OPINION
Service Support Specialties, Inc., Gary Hillman, Paul Sherman, Joseph O’Neill and Aaron Cruise (hereinafter “the SSSI defendants”) move for partial summary judgment dismissing Counts One through Seven of Integrated Solutions, Inc’s (“ISI”) Amended Complaint. 1 Resolution of the motion hinges on whether ISI has standing as the assignee of the causes of action of the now bankrupt company, Machine Technology, Inc. (“MTI”).

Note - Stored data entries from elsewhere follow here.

PR #947, opened 2026-05-05
scylla_install_image: add apt lock timeout to prevent intermittent build failure

Annamikhlin:
image build failed with error:

    E: Could not get lock /var/lib/apt/lists/lock. It is held by process 1888 (apt)
    E: Unable to lock directory /var/lib/apt/lists/
    subprocess.CalledProcessError: Command 'apt-get update -y'
    returned non-zero exit status 100.

image builds fail intermittently when background apt processes hold /var/lib/apt/lists/lock at the time scylla_install_image runs apt-get update.

seen on https://jenkins.scylladb.com/job/scylla-master/job/oci-image/35/ and also https://jenkins.scylladb.com/job/scylla-master/job/next-machine-image/819/

Fix route all apt-get calls through an apt_get() wrapper that:
1. Polls /var/lib/apt/lists/lock, /var/lib/dpkg/lock, and /var/lib/dpkg/lock-frontend with fuser, waiting up to 5 minutes for background processes to release them.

The Court holds that plaintiff does have standing to pursue Count One of the Amended Complaint, the copyright claim, which was freely assignable to ISI as a matter of federal law. However, ISI does not have standing to pursue the state law causes of action since the bankruptcy trustee’s assignment of these claims was void ab initio under New Jersey law. The Court therefore grants partial summary judgment dismissing Counts Two through Seven of the Amended Complaint.
Background
ISI manufactures, sells and services photo-lithography equipment used by the computer industry. Defendant SSSI also manufactures, sells and services photo-lithography equipment. The individual defendants are SSSI officers or employees. Amended Complaint at ¶¶ 1-6.
On September 6, 1994, plaintiff purchased certain assets of MTI through secured creditors. MTI designed and assembled semiconductor equipment and provided service and spare parts. Supplemental Affidavit Of Gary Hillman. The individual defendants are former MTI employees and/or officers or directors. Amended Complaint at ¶ 14. Before it ceased operations on July 29, 1994, MTI had financed its operations through loans from Midlantic Bank (“Midlantic”) and United Jersey Bank (“UJB”). These loans were restructured several times since financing began in 1981, and were last restructured in an Amended and Restated Credit Agreement dated December 10, 1992. The debt was secured by separate Security Agreements in assets such as accounts, inventory, machinery and equipment. Affidavit of Henry White.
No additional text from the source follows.